(Dataset entries)
=======

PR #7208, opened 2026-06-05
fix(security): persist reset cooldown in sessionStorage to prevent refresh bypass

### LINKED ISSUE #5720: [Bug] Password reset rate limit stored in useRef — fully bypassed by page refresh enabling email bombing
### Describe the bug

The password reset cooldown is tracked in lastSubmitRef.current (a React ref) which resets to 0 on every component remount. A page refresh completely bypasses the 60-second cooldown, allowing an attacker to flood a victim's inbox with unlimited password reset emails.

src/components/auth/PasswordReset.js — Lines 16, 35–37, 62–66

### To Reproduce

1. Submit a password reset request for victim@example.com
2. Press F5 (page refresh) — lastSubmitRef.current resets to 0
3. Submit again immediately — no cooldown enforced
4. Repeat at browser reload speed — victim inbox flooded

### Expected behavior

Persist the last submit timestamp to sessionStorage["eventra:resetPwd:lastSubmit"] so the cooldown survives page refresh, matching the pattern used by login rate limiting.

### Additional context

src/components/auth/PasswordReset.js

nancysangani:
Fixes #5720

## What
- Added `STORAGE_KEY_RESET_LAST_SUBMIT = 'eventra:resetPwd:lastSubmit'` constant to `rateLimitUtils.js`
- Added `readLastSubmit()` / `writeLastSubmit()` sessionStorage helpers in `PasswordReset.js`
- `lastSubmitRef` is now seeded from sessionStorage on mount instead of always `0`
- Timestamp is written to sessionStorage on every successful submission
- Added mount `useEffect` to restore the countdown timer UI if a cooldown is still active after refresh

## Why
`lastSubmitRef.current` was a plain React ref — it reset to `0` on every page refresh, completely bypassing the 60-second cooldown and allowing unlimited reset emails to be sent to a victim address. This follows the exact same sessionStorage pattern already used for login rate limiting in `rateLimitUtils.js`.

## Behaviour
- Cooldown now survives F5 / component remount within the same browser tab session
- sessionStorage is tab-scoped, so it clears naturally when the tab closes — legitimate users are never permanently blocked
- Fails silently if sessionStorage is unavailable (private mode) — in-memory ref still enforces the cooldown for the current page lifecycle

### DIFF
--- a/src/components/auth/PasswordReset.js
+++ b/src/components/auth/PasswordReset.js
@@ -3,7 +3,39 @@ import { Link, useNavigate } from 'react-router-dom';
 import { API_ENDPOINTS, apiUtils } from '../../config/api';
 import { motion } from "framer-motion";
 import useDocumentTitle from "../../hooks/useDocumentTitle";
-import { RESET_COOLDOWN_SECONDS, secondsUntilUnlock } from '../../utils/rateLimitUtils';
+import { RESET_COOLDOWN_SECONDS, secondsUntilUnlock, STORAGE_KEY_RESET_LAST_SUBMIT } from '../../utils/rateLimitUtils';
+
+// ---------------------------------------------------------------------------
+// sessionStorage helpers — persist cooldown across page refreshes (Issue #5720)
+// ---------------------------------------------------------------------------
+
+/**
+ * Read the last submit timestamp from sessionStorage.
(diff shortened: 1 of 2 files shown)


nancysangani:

=======

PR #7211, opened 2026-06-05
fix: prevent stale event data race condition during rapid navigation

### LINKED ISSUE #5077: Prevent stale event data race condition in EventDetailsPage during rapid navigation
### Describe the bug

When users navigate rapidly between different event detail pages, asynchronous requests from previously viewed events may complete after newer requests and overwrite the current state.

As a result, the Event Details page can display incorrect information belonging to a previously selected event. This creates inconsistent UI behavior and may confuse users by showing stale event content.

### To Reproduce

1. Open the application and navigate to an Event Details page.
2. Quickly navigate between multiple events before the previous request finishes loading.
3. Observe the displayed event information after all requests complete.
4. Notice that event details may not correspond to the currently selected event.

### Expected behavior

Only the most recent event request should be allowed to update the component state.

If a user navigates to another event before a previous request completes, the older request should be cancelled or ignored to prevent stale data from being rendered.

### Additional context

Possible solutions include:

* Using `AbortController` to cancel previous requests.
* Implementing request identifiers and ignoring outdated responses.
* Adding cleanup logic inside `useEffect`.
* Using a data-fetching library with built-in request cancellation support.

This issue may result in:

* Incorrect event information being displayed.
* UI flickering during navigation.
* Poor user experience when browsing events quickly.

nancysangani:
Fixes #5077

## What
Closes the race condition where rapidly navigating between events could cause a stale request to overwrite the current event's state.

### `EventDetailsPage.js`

=======

▸ Exercise instructions
Select every line of the records holding the string "survives".

▸ Response below
Persist the last submit timestamp to sessionStorage["eventra:resetPwd:lastSubmit"] so the cooldown survives page refresh, matching the pattern used by login rate limiting.
- Cooldown now survives F5 / component remount within the same browser tab session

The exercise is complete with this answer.